5. We have heard both the parties and gone through the facts of the case as also the aforesaid decisions of the ITAT. Indisputably, the facts & circumstances in the year under consideration are similar to the facts and circumstances in the preceding years We find that the ITAT in their order dated 5.1.2007 in I.T.A. No.2183/D/06 for the assessment year 2002-03 allowed a similar claim of the assessee u/s 10A of the Act. The said decision was followed by the ITAT in their decision dated 19.2.2009 in ITA no. 77/Del./2005 for the AY 2001-02 and decision dated 11.9.2009 in I.T.A. nos. 3096 to 3098/D/09 for the AYs 2003-04 to 2005-06 as also in decision dated 01.04.2010 for the AY 2006- 07 in I.T.A. no.494/D/2010.Since the ld.

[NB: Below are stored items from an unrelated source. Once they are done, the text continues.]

PR #1466, opened 2016-06-14
Added RADIANS condition for _angleMode in transform.js, rotate function.

danazkari:
Added a condition in src/core/transform.js to the rotate function to include the case where _angleMode is RADIANS.


lmccart:
looks great, thanks for the fast fix!

PR #1484, opened 2016-06-23
fixes #1482

### LINKED ISSUE #1482: Inaccurate documentation for degrees()
The [documentation ](https://p5js.org/reference/#/p5/degrees) states

    println(rad + " radians is " + deg + " degrees");
    // Prints: 45 degrees is 0.7853981633974483 radians

I seriously doubt that println method would produce that output. :)

chiunhau:
Fixes inaccurate documentation for degrees():  #1482


limzykenneth:
Might be better if we change this line

```
println(rad + " radians is " + deg + " degrees");
```

to

```
println(deg + " degrees is " + rad + " radians");
```

instead and keep the comments as it is.

lmccart:
thanks!

Issue #1485, opened 2016-06-23
createCanvas() followed by get() in draw() hogs memory; crashes


hobzcalvin:
Consider this minimal example:
```
<html>
  <body>
    <script type="text/javascript" src="https://cdnjs.cloudflare.com/ajax/libs/p5.js/0.5.2/p5.js"></script>
    <script type="text/javascript">
      function setup() {
        createCanvas(600, 600);
      }
      function draw() {
        get();
      }
    </script>
  </body>
</html>
```
Running this in Chrome, I see memory usage climb as high as 1GB before dropping to a few hundred MB. Sometimes this crashes with:
`p5.js:15460 Uncaught RangeError: Failed to execute 'getImageData' on 'CanvasRenderingContext2D': Out of memory at ImageData creation`
Other times it crashes the whole tab with the "Aw, Snap!" message, no console errors.
It crashes all the time on a Nexus 9 tablet; crashes sometimes on Windows; seems fine on a Mac or iPad. Apparently this is part luck of the draw, part memory limits for the particular browser/device.
Memory usage drops eventually, but it gets dangerously high beforehand.

hobzcalvin:
Sorry, I should've used a hosted p5.js:
`<script type="text/javascript" src="https://cdnjs.cloudflare.com/ajax/libs/p5.js/0.5.2/p5.js"></script>`

I whittled down [a rather large p5js project](http://hobzcalvin.github.io/fadeclient/) with this issue into that minimal example on a Google Nexus 9, but now I can't reproduce it on my Windows machine. However, that large project now crashes on Windows Chrome with this exception (vastly preferable to the whole Chrome tab crashing):
`p5.js:15460 Uncaught RangeError: Failed to execute 'getImageData' on 'CanvasRenderingContext2D': Out of memory at ImageData creation`

So, a memory leak, then?

limzykenneth:
I think it is sensible to advise the user against calling memory intensive operations on every frame of the draw calls instead of quietly handling it in the background. There are potentially numerous ways to create memory leaks and to try and account for them all is futile, awareness on the user side, especially the ability to diagnose it is probably more helpful. That's what I think anyway...

hobzcalvin:
Well, as you may see from the feed, I tried [a commit](https://github.com/hobzcalvin/fadeclient/commit/07c9b26de5c3c263411ea221c26e17e3308da805) where I removed the get()/image() calls from my draw() function. But it still crashes on a Nexus 9!

[...]

PR #1488, opened 2016-06-24
Streamline Renderer2D.get()

hobzcalvin:
I'm new here! But this seemed like a pretty obvious improvement.

Don't call loadPixels(); we don't need it.
When getting a single pixel value, just use getImageData with
width/height 1.

Tests pass, and there's a get() test, but it seems to never run??
I could never get it to fail, so there's something not right there.
I tested with a local sketch and things seem fine.

An attempt to help with:
https://github.com/processing/p5.js/issues/1485


lmccart:
this looks good to me, thanks!

PR #1494, opened 2016-06-29
Fix #1479 (extend support for windowWidth and windowHeight)

### LINKED ISSUE #1479: windowHeight returns 0 in Firefox
Using the basic example:  
`console.log(windowHeight);` returns 0 in Mozilla Firefox 47.0 (tested with p5.js v0.5.2 June 17, 2016)  
So does `document.documentElement.clientHeight`

Although `console.log(window.innerHeight);` returns an expected value.

nok:
I guess that the [onresize](https://github.com/processing/p5.js/blob/master/src/core/environment.js#L342-L353) event doesn't be triggered initially. Because of that the default values for [windowWidth](https://github.com/processing/p5.js/blob/master/src/core/environment.js#L308) and [windowHeight](https://github.com/processing/p5.js/blob/master/src/core/environment.js#L319) are based on the `document.documentElement.clientHeight` and `document.documentElement.clientWidth` values (≠ `window.innerHeight` and `window.innerWidth`). This pull request fixes this behaviour.

### DIFF
--- a/src/core/environment.js
+++ b/src/core/environment.js
@@ -305,7 +305,7 @@ p5.prototype.displayHeight = screen.height;
  * createCanvas(windowWidth, windowHeight);
  * </code></div>
  */
-p5.prototype.windowWidth = document.documentElement.clientWidth;
+p5.prototype.windowWidth = getWindowWidth();
 /**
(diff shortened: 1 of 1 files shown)


lmccart:
thanks!

Issue #1389, opened 2016-05-04
Minor feature request - redraw()


emilyxxie:
I often find myself writing:
```
for (var i = 0; i <= n; i++) {
   redraw();
}
```
....for _n_ times I'd like to see something be redrawn, either for debugging purposes, or as part of the final sketch. Not sure if anyone else has adopted this habit, but if it's a popular enough pattern, I think it'd be great to be able to optionally pass in a positive integer argument into redraw() and only redraw for that given number of times----provided that such a feature does not go against any best practices.

I would not mind trying my hand at implementing this small feature myself either. Seems like a fun and quick way to start getting involved in contributing to the source code.

limzykenneth:
@emilyxxie I would say go on ahead and implement this yourself! Might even be easier for us to see how useful for most people this could be once it is implemented. Cheers.

emilyxxie:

CIT(A) have merely followed the decisions of the ITAT in the preceding years while the Revenue have not placed before us any contrary decision nor any other material so as to enable us to take a different view in the matter, we are not inclined to interfere. Therefore, ground nos. 1 & 2 in the appeal are dismissed.

6. No additional ground having been raised before us in terms of residuary ground no.3 in the appeal, accordingly, this ground is also dismissed.

7. No other plea or argument was made before us.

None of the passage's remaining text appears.